Suggestions to overcome shortcomings in secondary education | Sunday Observer

Suggestions to overcome shortcomings in secondary education

1 November, 2020

Continued from October 18

There should be no homework set in any subject for the weekend.

Students will have time to play, to climb a tree, to go on trips with their parents, to devote some time for their extra-curricular activities and attend DahamPaasala during the weekends. The foregoing is for Grades 6-11 only.

There should be homework set for the weekend for the ‘A’ Level students. If schools adhere to the homework timetable, the students in Grades 6-11 will be able to leave half of their textbooks in their lockers every day because homework has been set only in a couple of subjects per day. The weight of the schoolbag will be reduced by 50 percent. They will be able to keep their sport shoes, swimming trunk, capand umbrella also in their lockers.

6 The problem of private tuition classes:

Many teachers do not teach the course or the finer points of the course in the classroom. They teach it in their private tuition classes in the evenings and during the weekends. This is morally wrong because those teachers get their full-time salary from the school and finally a pension also. Parents keep doling out thousands of Rupees per month to private tutors. The student does not have time to play or to enjoy their childhood years. When exams approach, it becomes a rat race.

There is a case for increasing the salaries of teachers. The Government should look into it, but there is a limit to what the Government can do about raising salaries.

In countries, such as Switzerland, Germany, Australia and Kenya, teachers get high salaries.
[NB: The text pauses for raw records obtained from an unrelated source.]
PR #11208, opened 2017-05-09
[redux-saga] update package.json

Andarist:


ajax/libs/redux-saga/package.json
```diff
@@ -16,8 +16,11 @@
     "side effects"
   ],
   "author": "Yassine ELOUAFI <yelouafi@gmail.com>",
+  "contributors": [
+    "Mateusz Burzyński <mateuszburzynski@gmail.com> (https://github.com/Andarist)"
+  ],
```
PeterDaveHello: Would you please remove `contributors` since we don't use it. Thanks.

Andarist: @PeterDaveHello done, just squash those 2

PeterDaveHello:
Thanks @Andarist

PR #11211, opened 2017-05-10
Add license of PKI.js

kweisamx:
ref: https://github.com/PeculiarVentures/PKI.js/blob/master/LICENSE, https://github.com/PeculiarVentures/PKI.js#license

### DIFF
--- a/ajax/libs/PKI.js/package.json
+++ b/ajax/libs/PKI.js/package.json
@@ -30,5 +30,6 @@
         ]
       }
     ]
-  }
+  },
+  "license": "BSD-3-Clause"
 }


ajax/libs/PKI.js/package.json
```diff
@@ -30,5 +30,6 @@
         ]
       }
     ]
-  }
+  },
+  "license": "MIT"
```
pvnr0082t: It seems like it's `BSD-3-Clause`. 
ref: https://github.com/PeculiarVentures/PKI.js/blob/master/LICENSE, https://github.com/PeculiarVentures/PKI.js#license

ajax/libs/PKI.js/package.json
```diff
@@ -30,5 +30,6 @@
         ]
       }
     ]
-  }
+  },
+  "license": "BSD-3-clause"
```
sufuf3: `BSD-3-Clause`
Please use upper case. c -> C
Let it as same with https://github.com/cdnjs/cdnjs/blob/master/tools/license-list.json#L49

kweisamx: thank !

PeterDaveHello:
@kweisamx I think you can try to send a pull request to update its repository url.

There is very little private tuition in those countries because teachers are happy and take their job seriously. In Switzerland, a secondary school teacher who is academically and professionally qualified and has 5 years of teaching experience gets the same salary as a university lecturer or a staff officer in a Swiss Bank. The Ministry of Education in Switzerland is aware of the fact that teaching and lecturing are two different things.

Many years ago a school in Pakistan solved the problem of private tuition classes.

The school, the parents and the teachers who conduct private tuition classes entered into a contract: Parents contributed 50 percent of the money that they normally spend on private tuition per month to a special fund.

The monies in the fund were used to give salary increments to teachers. In return, the tuition masters promised to do a good job of teaching in class and to stop their private tuition classes. There were a few exceptions: eg. There will always be a few weak students who need private tuition.

The teachers who conduct private tuition classes should consider the following:

(i) After doing a full-time job at school, you spend many hours during the week giving private tuition. You earn money, but at what cost to your health? You have been on the ball from 8 a.m. to 9 p.m. and after you are stressed.

You have no energy left to devote to other things. Do you realise the extent of the damage that you are causing to yourself and to your family? One famous educationalist (Leo Feming of UNESCO, Paris)once remarked: “If you want to shorten your life span by seven years, give private tuition”.

(ii) Look carefully at the families of teachers who do not teach in class but perform a good job of teaching in their private tuition classes and then look at the families of hardworking teachers who do an honest job of teaching in class. The former group has health and other problems in their families, their children have problems and they never do well in life. The latter group has no problems in their families, their children study well and become doctors, engineers, accountants and staff officers.

7. Technical (Vocational) Education:

A recent newspaper article on Technical and Vocational Education and Training (TVET) stated that the result of providing a trained and fully job prepared skilled worker to the market is not yet in place. The inadequacies of the TVET system and some of their problems are due to the shortage of suitable instructors, obsolete training equipment and machinery and lack of practical input to develop the curriculum.

Sri Lanka needs more Technical Schools to train secondary school leavers. We may need foreign experts to revamp the curriculum, to install modern equipment and machinery and to run our TVET schools.

We need the help of Germany, Switzerland, UK and Canada to set up technical training schools and to procure competent foreign personnel to train instructors and students. The important thing is to make a start NOW. This should be an important element in the country’s plan for economic development.

In Melbourne, Australia, you will find over 500 Sri Lankans working in factories in and around the state of Victoria. All of them are graduates of the German Sri Lanka Technical Institute, Galle Road, Ratmalana.

They did not have the GCE (O/L) qualifications, but they received a good technical training at Ratmalana. The Government of Australia welcomed them and their families as immigrants.

They were provided with air tickets, courses in spoken and written English, a house, a car and a decent salary.

In contrast, the majority of Sri Lankan B.A. and B.Sc. graduate teachers are not eligible to enter Australia as immigrants because they do not have professional qualifications.